The location of the nine paired tender points that comprise the 1990 American College of Rheumatology criteria for fibromyalgia.
Being hit by that pulp truck was the best thing that ever happened to me — sort of. It was only a couple of years ago when I regained consciousness to find myself on the top of a mountain of snow facing in the opposite direction of my travel route, after having seen the logging truck coming at me with no where else to go. My injuries were to my ribs, primarily, which resulted in a prescription to Percoset®.
I generally tend to ignore pain and consider myself healed almost immediately after injuries or surgeries, so, I thought nothing of my ability to host a birthday dinner for my son immediately after my accident. I felt great! I never missed a beat – still tended to all my domestic duties and most of my husband’s, too. However, I hadn’t taken into consideration the help I was getting from the Percoset®. Popping-sounds in my rib area and increased pain levels as the meds wore off just before dosing-times, brought me back to the doctor, who decided that all my activities were causing me to re-break ribs that were trying to fuse. New plan: park my butt on the loveseat and watch every episode of 24… then, Lost, The Closer and CSI New York. I am not good at sitting still and have never been a fan of watching television. But, this new plan was working.
Long story short, I was feeling pain-free for the first time since sustaining a lower back injury in a shoe factory at age 18, twenty-five years earlier, and a whiplash injury 18 years before. The various aches and pains that I lived with daily had suddenly disappeared. I no longer felt like my body was made of lead and that someone out there was spending their days sticking pins into, and burning various parts of a little voodoo doll of me.
This extreme and virtually unmanageable pain, I came to learn was one of the many symptoms of Fibromyalgia, and not the deferred pain I was blaming on old injuries.
But, diagnosing it was a process, and my pain journey was not over… it was merely beginning. Not a huge proponent of taking a consistent regimen of pain medications, I – several times – attempted to have my doctor revisit the pain-management plan I was on. I went from addictive prescriptions to other options almost immediately. Then, to Tramadol® for the overall pain, muscle relaxants (to deal with muscle tension from doing heavy work which consistently lead to headaches due to my old neck injuries), Celebrex® to curtail the advancement of my arthritis and Amitriptyline® before bed as a sleep aid – and to combat the migraines. This really helped. However, the side effects and long term risks had me concerned.
Still, for the next two years, I would ride a roller-coaster of pain and disability, trying to avoid dumping so many pharmaceuticals into my system, and thinking that mind-over-matter and a stronger resolve to get past it was all I really needed. However, that proved unsuccessful. Unwilling to rest when my body needed it, take my prescription medications consistently or to follow-up if and when necessary with various doctors, made matters worse.
A number of variables brought me to the place where I was not leaving the house for days at a time because I could only get around with crutches. I had secured a stair lift, because there were days when navigating the stairs had become too lofty a goal.

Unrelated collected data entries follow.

PR #1141, opened 2026-06-02
feat(QuantumMechanics): Begin spectral theory of closed operators

gloges:
Begins developing the spectral theory for closed unbounded operators, following Ch 2 of the book by Schmüdgen ([DOI](https://doi.org/10.1007/978-94-007-4753-1)).

This PR defines the regularity domain (set of regular points) of a `LinearPMap` and proves some of its key properties, namely that it is an open subset of ℂ and its relationship to the invertibility and range of `T - z • 1`.
These will eventually feed into the definitions and properties of the resolvent and spectrum.


gloges:
t-quantum-mechanics

jstoobysmith (approved):

PR #1142, opened 2026-06-02
refactor: redefine distLaplacian as a LinearMap

zhikaip:
simple fix


jstoobysmith (approved):
Approved - will merge now.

I was only 44. This was rewriting my future. Among other things, the unpredictability of the symptoms, and the need for pain medication, made me virtually unemployable.
The good news is that I am now experiencing what I can only describe as remission. Granted, that can change day to day if I don’t respect and apply the knowledge I have acquired about this condition and how to manage it.
In the following two parts of this three-part series on Fibromyalgia, I will address the signs, symptoms and statistics of this debilitating condition, as well as known triggers and treatment options. No one should live with the level of constant pain that makes them ponder their beliefs about assisted suicide in the wee hours, during acute Fibromyalgia attacks, and silently resolve to never own a gun.
As it turns out, there is light at the end of the tunnel, and I’m looking forward to showing you that it is not a train.